-- DIRECTIONS FOR THIS TASK --
Your answer must be an exact copy of the lines from the one holding "### What is the bug or the crash?" through the last line of the entries below, with nothing added.

Stored items

Issue #653, opened 2024-05-16
Broken WMS due to libjpeg-turbo errors in 2.25.0


vijdz:
### What is the bug or the crash?

WMS seems broken in 2.25.0.  
Layer preview doesn't always work, on a fresh container with sample raster data.

### Steps to reproduce the issue

Start a 2.25.0 container and try to preview any sample raster data, PNG or JPEG.  

The WMS returns the following xml for PNG preview of layer "nurc:Img_Sample" :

-- EXERCISE OUTPUT --
### What is the bug or the crash?

WMS seems broken in 2.25.0.  
Layer preview doesn't always work, on a fresh container with sample raster data.

### Steps to reproduce the issue

Start a 2.25.0 container and try to preview any sample raster data, PNG or JPEG.  

The WMS returns the following xml for PNG preview of layer "nurc:Img_Sample" :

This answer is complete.